# Model-Aware Compaction for Pi (`pi-model-aware-compaction`)

Per-model context-usage thresholds for Pi's compaction pipeline, because different models have different context windows and different performance profiles near their context window limits.

This extension nudges Pi's native compaction pipeline at configurable percent-used thresholds, preserving the full built-in UX (loader, queued-message flush, and whichever compaction summary implementation ultimately handles `session_before_compact`).

## Install

From npm:

```bash
pi install npm:pi-model-aware-compaction
```

From the dot314 git bundle (filtered install):

```json
{
  "packages": [
    {
      "source": "git:github.com/w-winter/dot314",
      "extensions": ["extensions/model-aware-compaction/index.ts"],
      "skills": [],
      "themes": [],
      "prompts": []
    }
  ]
}
```

## Requirements

Pi auto-compaction must be enabled in `~/.pi/agent/settings.json`:

```json
{ "compaction": { "enabled": true } }
```

Compatible with compaction-summary extensions that hook `session_before_compact`, since it triggers Pi's normal compaction pipeline rather than calling `ctx.compact()` directly.  Said differently, this package decides **when** compaction starts; stock Pi or your summary extension decides **what summary gets written**.

## Configuration

Copy `config.json.example` to `config.json` in the extension's directory and edit:

```json
{
  "global": 70,
  "models": {
    "claude-opus-4-6": 85,
    "gpt-5.2*": 75
  }
}
```

| Key | Purpose |
|-----|---------|
| `global` | Default threshold (percent used) for models without a specific override |
| `models` | Per-model overrides keyed by model ID; supports `*` wildcards |

Compaction triggers when `used% >= threshold`.

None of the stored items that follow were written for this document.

PR #1893, opened 2026-09-12
fix(tools): allow config_get to inspect null/None config values (Closes #1892)

### LINKED ISSUE #1892: [Bug]: gateway tool config_get raises 'Config key not found' on valid config keys with null/None values
### Duplicate check

### AgentOS version or commit

### Area
Tools

### Reproduction steps

### Expected behavior

### Actual behavior
```python
val = config
for p in parts:
    val = val.get(p)
    if val is None:
```

### Environment

0xEaEd:
Closes #1892

## SUMMARY
Allows `gateway(action="config_get")` to inspect configuration keys that hold valid `null`/`None` values without raising a false-positive `ToolError`.

## PROBLEM
In `src/agentos/tools/builtin/control.py`, traversing dot-separated configuration keys fetched values via `val = val.get(p)` and checked `if val is None: raise ToolError(f"Config key not found: {key}")`. When a configuration key exists with an explicit `null`/`None` value (such as optional tokens or model defaults), `val.get(p)` returns `None`, causing `config_get` to erroneously reject existing keys.

## FIX
1. Updated key traversal in `control.py` to check dictionary containment: `if isinstance(val, dict) and p in val: val = val[p] else: raise ToolError(f"Config key not found: {key}")`.
2. Returns `{"action": "config_get", "key": key, "value": val}` preserving `None` values.

## TESTING
Added comprehensive unit tests in `tests/test_tools/test_gateway_control_tool.py`:
- Verified retrieval of string, `None`, and nested `None` configuration values.
- Verified `ToolError` is properly raised for non-existent keys and invalid non-dict path traversal.
- Ran test suite: `pytest tests/test_tools/test_gateway_control_tool.py` (6 passed).
- Lint check: `ruff check` passed cleanly.

### DIFF
--- a/src/agentos/tools/builtin/control.py
+++ b/src/agentos/tools/builtin/control.py
@@ -1781,13 +1781,10 @@ async def gateway(
         parts = key.split(".")
         val = cfg_dict
         for p in parts:
-            if isinstance(val, dict):
-                val = val.get(p)
+            if isinstance(val, dict) and p in val:
+                val = val[p]
             else:
-                val = None
-                break
-        if val is None:
-            raise ToolError(f"Config key not found: {key}")
+                raise ToolError(f"Config key not found: {key}")
         return json.dumps({"action": "config_get", "key": key, "value": val})
 
     # config_set
--- a/tests/test_tools/test_gateway_control_tool.py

### Tuning `reserveTokens`

Pi's own auto-compaction triggers when `usedTokens > contextWindow - reserveTokens`. If that fires before your model-aware threshold, Pi compacts first. To let model-aware thresholds take priority, lower `reserveTokens`:

```json
{
  "compaction": {
    "enabled": true,
    "reserveTokens": 9000,
    "keepRecentTokens": 15000
  }
}
```

## How it works

After each agent run, the extension checks context usage against the model-specific threshold. When exceeded, it inflates the last assistant message's `usage.totalTokens` past the context window size, causing Pi's `_checkCompaction()` to fire its normal pipeline. The inflated value is ephemeral — compaction rebuilds messages from the session file.

That normal pipeline still prepares compaction the usual way, then either stock Pi or any installed `session_before_compact` override produces the actual summary entry.

This approach preserves the full native compaction UX (loader, summary, queued-message flush) that would be lost by calling `ctx.compact()` directly.